## [Task objective]
Only the lines from the one containing "I changed the" through the one containing "Here nomad api" should be printed, exactly as they appear below, with both ends included.

Given information START

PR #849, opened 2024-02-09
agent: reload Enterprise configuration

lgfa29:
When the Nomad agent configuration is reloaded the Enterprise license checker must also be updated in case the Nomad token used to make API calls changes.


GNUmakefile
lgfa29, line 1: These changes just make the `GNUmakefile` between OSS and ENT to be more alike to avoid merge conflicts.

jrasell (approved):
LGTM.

Given information END
Given information START

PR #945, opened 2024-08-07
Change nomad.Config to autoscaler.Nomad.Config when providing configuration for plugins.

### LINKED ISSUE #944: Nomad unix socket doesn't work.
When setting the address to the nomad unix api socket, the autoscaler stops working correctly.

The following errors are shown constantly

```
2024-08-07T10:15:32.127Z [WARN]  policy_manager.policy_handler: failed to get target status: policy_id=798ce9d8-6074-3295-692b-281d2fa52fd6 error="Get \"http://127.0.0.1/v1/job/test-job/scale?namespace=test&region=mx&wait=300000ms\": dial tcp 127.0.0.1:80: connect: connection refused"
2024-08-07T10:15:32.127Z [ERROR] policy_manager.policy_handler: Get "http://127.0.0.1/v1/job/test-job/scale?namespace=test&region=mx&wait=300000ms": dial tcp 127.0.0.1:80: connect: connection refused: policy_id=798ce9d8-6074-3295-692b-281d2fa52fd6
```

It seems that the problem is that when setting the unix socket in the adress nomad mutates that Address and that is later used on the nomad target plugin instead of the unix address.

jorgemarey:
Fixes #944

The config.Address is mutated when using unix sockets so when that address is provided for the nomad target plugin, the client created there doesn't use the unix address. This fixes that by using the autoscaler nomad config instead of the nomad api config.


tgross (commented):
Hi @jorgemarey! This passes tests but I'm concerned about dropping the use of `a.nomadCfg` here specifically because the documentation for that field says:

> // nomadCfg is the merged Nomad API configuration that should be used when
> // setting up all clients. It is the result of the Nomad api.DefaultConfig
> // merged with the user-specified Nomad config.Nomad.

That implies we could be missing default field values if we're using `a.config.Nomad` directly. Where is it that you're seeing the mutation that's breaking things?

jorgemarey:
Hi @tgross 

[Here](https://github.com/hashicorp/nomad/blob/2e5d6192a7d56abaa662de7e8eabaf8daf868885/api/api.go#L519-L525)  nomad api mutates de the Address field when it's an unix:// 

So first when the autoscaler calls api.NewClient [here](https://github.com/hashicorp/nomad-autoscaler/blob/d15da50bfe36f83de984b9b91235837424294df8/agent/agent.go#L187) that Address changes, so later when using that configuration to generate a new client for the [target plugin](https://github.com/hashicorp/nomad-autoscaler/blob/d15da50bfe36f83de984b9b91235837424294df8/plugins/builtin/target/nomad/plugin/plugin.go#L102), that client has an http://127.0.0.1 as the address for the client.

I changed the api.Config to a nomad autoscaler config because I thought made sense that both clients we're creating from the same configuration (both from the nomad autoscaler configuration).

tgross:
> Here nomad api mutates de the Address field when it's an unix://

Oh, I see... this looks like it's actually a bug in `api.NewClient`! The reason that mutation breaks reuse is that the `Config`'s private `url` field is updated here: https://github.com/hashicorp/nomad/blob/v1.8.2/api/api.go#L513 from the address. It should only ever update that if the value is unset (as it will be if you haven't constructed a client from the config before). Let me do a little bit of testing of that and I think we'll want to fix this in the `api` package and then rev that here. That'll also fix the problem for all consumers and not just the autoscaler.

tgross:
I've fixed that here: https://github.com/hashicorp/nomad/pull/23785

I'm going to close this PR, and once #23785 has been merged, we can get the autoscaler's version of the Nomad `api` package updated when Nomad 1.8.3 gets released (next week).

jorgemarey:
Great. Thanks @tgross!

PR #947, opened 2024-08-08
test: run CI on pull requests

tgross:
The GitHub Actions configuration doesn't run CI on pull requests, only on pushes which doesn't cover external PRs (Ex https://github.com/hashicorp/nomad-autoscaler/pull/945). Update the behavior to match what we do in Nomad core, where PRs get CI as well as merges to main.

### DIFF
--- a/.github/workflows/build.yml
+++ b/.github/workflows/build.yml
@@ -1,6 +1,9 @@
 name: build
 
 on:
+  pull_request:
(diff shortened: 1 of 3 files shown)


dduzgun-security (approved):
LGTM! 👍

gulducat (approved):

Given information END
Given information START

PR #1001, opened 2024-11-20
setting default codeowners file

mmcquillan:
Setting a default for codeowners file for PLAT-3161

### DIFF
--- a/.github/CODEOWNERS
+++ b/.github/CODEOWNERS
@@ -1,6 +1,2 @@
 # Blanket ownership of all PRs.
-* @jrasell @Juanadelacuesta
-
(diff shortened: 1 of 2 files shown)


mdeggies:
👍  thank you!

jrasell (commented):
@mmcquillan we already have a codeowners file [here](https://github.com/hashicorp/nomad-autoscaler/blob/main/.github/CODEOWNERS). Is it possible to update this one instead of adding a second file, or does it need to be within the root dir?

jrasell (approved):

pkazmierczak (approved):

Given information END

## [Response to this task]
I changed the api.Config to a nomad autoscaler config because I thought made sense that both clients we're creating from the same configuration (both from the nomad autoscaler configuration).

tgross:
> Here nomad api mutates de the Address field when it's an unix://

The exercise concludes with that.